Dataset entries:
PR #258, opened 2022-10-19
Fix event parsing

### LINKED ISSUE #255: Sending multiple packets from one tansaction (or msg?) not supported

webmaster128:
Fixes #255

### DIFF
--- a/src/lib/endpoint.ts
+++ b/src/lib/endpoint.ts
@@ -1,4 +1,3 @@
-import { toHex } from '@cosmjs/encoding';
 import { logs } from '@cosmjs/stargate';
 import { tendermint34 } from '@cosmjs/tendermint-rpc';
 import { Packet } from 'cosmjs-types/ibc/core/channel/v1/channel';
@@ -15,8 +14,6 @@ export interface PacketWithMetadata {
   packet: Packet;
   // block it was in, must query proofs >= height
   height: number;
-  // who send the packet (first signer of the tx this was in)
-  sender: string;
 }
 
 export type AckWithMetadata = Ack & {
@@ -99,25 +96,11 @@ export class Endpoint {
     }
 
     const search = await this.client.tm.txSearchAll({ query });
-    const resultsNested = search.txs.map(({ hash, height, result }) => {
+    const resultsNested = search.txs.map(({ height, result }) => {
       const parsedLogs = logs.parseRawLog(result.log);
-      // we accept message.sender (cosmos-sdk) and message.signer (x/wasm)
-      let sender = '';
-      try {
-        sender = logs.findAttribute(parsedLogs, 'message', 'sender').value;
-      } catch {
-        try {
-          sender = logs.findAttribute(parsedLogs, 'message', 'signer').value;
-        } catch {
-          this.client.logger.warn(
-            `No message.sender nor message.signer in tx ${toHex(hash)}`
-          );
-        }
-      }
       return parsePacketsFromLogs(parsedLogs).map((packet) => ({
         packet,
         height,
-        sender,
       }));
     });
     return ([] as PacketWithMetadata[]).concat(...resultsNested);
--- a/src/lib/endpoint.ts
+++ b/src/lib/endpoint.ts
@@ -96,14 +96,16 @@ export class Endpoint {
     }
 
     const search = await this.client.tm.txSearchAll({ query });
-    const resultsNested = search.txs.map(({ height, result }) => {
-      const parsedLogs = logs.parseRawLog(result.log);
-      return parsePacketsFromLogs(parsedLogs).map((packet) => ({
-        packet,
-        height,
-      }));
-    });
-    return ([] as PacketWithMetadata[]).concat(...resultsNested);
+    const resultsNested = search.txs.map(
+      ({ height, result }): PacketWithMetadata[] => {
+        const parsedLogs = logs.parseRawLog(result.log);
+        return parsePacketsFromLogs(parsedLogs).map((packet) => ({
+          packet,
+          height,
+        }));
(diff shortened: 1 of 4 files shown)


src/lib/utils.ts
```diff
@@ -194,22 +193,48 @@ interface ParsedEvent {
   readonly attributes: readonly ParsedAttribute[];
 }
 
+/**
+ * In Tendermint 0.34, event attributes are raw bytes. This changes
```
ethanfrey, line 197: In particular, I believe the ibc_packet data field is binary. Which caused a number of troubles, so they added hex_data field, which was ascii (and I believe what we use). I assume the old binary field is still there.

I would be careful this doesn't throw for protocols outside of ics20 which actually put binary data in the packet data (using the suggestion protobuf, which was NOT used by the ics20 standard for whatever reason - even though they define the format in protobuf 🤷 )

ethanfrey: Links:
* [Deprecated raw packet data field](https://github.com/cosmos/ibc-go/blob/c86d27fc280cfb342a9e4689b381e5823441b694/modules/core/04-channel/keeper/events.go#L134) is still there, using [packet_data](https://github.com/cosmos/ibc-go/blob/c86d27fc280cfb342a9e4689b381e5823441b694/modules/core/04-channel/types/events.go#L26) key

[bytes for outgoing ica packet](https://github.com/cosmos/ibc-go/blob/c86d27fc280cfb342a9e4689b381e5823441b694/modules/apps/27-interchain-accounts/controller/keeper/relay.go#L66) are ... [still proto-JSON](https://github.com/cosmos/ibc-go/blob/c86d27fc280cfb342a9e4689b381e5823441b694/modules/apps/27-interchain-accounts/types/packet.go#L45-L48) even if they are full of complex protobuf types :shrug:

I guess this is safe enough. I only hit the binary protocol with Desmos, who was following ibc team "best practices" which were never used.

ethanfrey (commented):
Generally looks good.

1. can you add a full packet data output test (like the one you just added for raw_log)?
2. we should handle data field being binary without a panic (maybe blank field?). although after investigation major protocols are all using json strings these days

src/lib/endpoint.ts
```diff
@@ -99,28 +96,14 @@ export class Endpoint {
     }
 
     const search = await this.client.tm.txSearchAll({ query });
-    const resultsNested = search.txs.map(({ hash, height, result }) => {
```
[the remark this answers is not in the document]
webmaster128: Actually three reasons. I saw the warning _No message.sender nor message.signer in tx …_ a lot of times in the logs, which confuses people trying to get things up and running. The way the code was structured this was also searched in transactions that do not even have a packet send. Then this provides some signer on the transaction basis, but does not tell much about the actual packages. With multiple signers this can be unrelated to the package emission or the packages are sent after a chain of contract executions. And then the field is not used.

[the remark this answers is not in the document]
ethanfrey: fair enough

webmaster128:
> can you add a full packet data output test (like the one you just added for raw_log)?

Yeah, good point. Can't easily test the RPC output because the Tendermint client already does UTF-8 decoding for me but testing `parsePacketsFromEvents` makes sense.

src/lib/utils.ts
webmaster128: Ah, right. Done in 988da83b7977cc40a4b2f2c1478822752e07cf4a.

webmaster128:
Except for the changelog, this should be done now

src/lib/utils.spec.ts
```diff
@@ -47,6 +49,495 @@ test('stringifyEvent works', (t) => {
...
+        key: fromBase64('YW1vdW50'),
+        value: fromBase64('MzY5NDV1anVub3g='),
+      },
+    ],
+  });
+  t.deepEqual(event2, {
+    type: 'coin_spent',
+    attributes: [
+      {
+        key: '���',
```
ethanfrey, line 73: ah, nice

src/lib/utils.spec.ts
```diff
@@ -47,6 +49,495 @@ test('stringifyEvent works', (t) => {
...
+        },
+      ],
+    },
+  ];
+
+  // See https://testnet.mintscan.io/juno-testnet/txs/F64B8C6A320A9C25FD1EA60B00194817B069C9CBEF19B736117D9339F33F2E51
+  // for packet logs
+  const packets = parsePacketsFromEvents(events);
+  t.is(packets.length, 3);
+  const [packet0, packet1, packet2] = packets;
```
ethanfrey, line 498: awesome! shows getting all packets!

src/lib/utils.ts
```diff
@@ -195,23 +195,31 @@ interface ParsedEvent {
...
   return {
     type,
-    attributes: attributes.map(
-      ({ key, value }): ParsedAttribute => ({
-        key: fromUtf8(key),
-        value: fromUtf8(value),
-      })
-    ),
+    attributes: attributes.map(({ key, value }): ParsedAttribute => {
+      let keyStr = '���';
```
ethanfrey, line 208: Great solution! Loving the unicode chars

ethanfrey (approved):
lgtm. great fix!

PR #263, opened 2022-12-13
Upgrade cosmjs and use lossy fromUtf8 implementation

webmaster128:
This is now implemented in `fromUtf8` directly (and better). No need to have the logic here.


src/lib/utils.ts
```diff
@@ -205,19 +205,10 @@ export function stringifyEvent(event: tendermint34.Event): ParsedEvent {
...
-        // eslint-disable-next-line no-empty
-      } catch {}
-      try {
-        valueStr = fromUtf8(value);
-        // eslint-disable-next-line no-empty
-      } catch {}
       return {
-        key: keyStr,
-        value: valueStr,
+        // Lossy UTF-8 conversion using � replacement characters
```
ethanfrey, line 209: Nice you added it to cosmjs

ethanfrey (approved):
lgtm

To do. Your job here is to copy the entries above exactly.

Written solution.
PR #258, opened 2022-10-19
Fix event parsing

### LINKED ISSUE #255: Sending multiple packets from one tansaction (or msg?) not supported

webmaster128:
Fixes #255

### DIFF
--- a/src/lib/endpoint.ts
+++ b/src/lib/endpoint.ts
@@ -1,4 +1,3 @@
-import { toHex } from '@cosmjs/encoding';
 import { logs } from '@cosmjs/stargate';
 import { tendermint34 } from '@cosmjs/tendermint-rpc';
 import { Packet } from 'cosmjs-types/ibc/core/channel/v1/channel';
@@ -15,8 +14,6 @@ export interface PacketWithMetadata {
   packet: Packet;
   // block it was in, must query proofs >= height
   height: number;
-  // who send the packet (first signer of the tx this was in)
-  sender: string;
 }
 
 export type AckWithMetadata = Ack & {
@@ -99,25 +96,11 @@ export class Endpoint {
     }
 
     const search = await this.client.tm.txSearchAll({ query });
-    const resultsNested = search.txs.map(({ hash, height, result }) => {
+    const resultsNested = search.txs.map(({ height, result }) => {
       const parsedLogs = logs.parseRawLog(result.log);
-      // we accept message.sender (cosmos-sdk) and message.signer (x/wasm)
-      let sender = '';
-      try {
-        sender = logs.findAttribute(parsedLogs, 'message', 'sender').value;
-      } catch {
-        try {
-          sender = logs.findAttribute(parsedLogs, 'message', 'signer').value;
-        } catch {
-          this.client.logger.warn(
-            `No message.sender nor message.signer in tx ${toHex(hash)}`
-          );
-        }
-      }
       return parsePacketsFromLogs(parsedLogs).map((packet) => ({
         packet,
         height,
-        sender,
       }));
     });
     return ([] as PacketWithMetadata[]).concat(...resultsNested);
--- a/src/lib/endpoint.ts
+++ b/src/lib/endpoint.ts
@@ -96,14 +96,16 @@ export class Endpoint {
     }
 
     const search = await this.client.tm.txSearchAll({ query });
-    const resultsNested = search.txs.map(({ height, result }) => {
-      const parsedLogs = logs.parseRawLog(result.log);
-      return parsePacketsFromLogs(parsedLogs).map((packet) => ({
-        packet,
-        height,
-      }));
-    });
-    return ([] as PacketWithMetadata[]).concat(...resultsNested);
+    const resultsNested = search.txs.map(
+      ({ height, result }): PacketWithMetadata[] => {
+        const parsedLogs = logs.parseRawLog(result.log);
+        return parsePacketsFromLogs(parsedLogs).map((packet) => ({
+          packet,
+          height,
+        }));
(diff shortened: 1 of 4 files shown)


src/lib/utils.ts
```diff
@@ -194,22 +193,48 @@ interface ParsedEvent {
   readonly attributes: readonly ParsedAttribute[];
 }
 
+/**
+ * In Tendermint 0.34, event attributes are raw bytes. This changes
```
ethanfrey, line 197: In particular, I believe the ibc_packet data field is binary. Which caused a number of troubles, so they added hex_data field, which was ascii (and I believe what we use). I assume the old binary field is still there.

I would be careful this doesn't throw for protocols outside of ics20 which actually put binary data in the packet data (using the suggestion protobuf, which was NOT used by the ics20 standard for whatever reason - even though they define the format in protobuf 🤷 )

ethanfrey: Links:
* [Deprecated raw packet data field](https://github.com/cosmos/ibc-go/blob/c86d27fc280cfb342a9e4689b381e5823441b694/modules/core/04-channel/keeper/events.go#L134) is still there, using [packet_data](https://github.com/cosmos/ibc-go/blob/c86d27fc280cfb342a9e4689b381e5823441b694/modules/core/04-channel/types/events.go#L26) key

[bytes for outgoing ica packet](https://github.com/cosmos/ibc-go/blob/c86d27fc280cfb342a9e4689b381e5823441b694/modules/apps/27-interchain-accounts/controller/keeper/relay.go#L66) are ... [still proto-JSON](https://github.com/cosmos/ibc-go/blob/c86d27fc280cfb342a9e4689b381e5823441b694/modules/apps/27-interchain-accounts/types/packet.go#L45-L48) even if they are full of complex protobuf types :shrug:

I guess this is safe enough. I only hit the binary protocol with Desmos, who was following ibc team "best practices" which were never used.

ethanfrey (commented):
Generally looks good.

1. can you add a full packet data output test (like the one you just added for raw_log)?
2. we should handle data field being binary without a panic (maybe blank field?). although after investigation major protocols are all using json strings these days

src/lib/endpoint.ts
```diff
@@ -99,28 +96,14 @@ export class Endpoint {
     }
 
     const search = await this.client.tm.txSearchAll({ query });
-    const resultsNested = search.txs.map(({ hash, height, result }) => {
```
[the remark this answers is not in the document]
webmaster128: Actually three reasons. I saw the warning _No message.sender nor message.signer in tx …_ a lot of times in the logs, which confuses people trying to get things up and running. The way the code was structured this was also searched in transactions that do not even have a packet send. Then this provides some signer on the transaction basis, but does not tell much about the actual packages. With multiple signers this can be unrelated to the package emission or the packages are sent after a chain of contract executions. And then the field is not used.

[the remark this answers is not in the document]
ethanfrey: fair enough

webmaster128:
> can you add a full packet data output test (like the one you just added for raw_log)?

Yeah, good point. Can't easily test the RPC output because the Tendermint client already does UTF-8 decoding for me but testing `parsePacketsFromEvents` makes sense.

src/lib/utils.ts
webmaster128: Ah, right. Done in 988da83b7977cc40a4b2f2c1478822752e07cf4a.

webmaster128:
Except for the changelog, this should be done now

src/lib/utils.spec.ts
```diff
@@ -47,6 +49,495 @@ test('stringifyEvent works', (t) => {
...
+        key: fromBase64('YW1vdW50'),
+        value: fromBase64('MzY5NDV1anVub3g='),
+      },
+    ],
+  });
+  t.deepEqual(event2, {
+    type: 'coin_spent',
+    attributes: [
+      {
+        key: '���',
```
ethanfrey, line 73: ah, nice

src/lib/utils.spec.ts
```diff
@@ -47,6 +49,495 @@ test('stringifyEvent works', (t) => {
...
+        },
+      ],
+    },
+  ];
+
+  // See https://testnet.mintscan.io/juno-testnet/txs/F64B8C6A320A9C25FD1EA60B00194817B069C9CBEF19B736117D9339F33F2E51
+  // for packet logs
+  const packets = parsePacketsFromEvents(events);
+  t.is(packets.length, 3);
+  const [packet0, packet1, packet2] = packets;
```
ethanfrey, line 498: awesome! shows getting all packets!

src/lib/utils.ts
```diff
@@ -195,23 +195,31 @@ interface ParsedEvent {
...
   return {
     type,
-    attributes: attributes.map(
-      ({ key, value }): ParsedAttribute => ({
-        key: fromUtf8(key),
-        value: fromUtf8(value),
-      })
-    ),
+    attributes: attributes.map(({ key, value }): ParsedAttribute => {
+      let keyStr = '���';
```
ethanfrey, line 208: Great solution! Loving the unicode chars

ethanfrey (approved):
lgtm. great fix!

PR #263, opened 2022-12-13
Upgrade cosmjs and use lossy fromUtf8 implementation

webmaster128:
This is now implemented in `fromUtf8` directly (and better). No need to have the logic here.


src/lib/utils.ts
```diff
@@ -205,19 +205,10 @@ export function stringifyEvent(event: tendermint34.Event): ParsedEvent {
...
-        // eslint-disable-next-line no-empty
-      } catch {}
-      try {
-        valueStr = fromUtf8(value);
-        // eslint-disable-next-line no-empty
-      } catch {}
       return {
-        key: keyStr,
-        value: valueStr,
+        // Lossy UTF-8 conversion using � replacement characters
```
ethanfrey, line 209: Nice you added it to cosmjs

ethanfrey (approved):
lgtm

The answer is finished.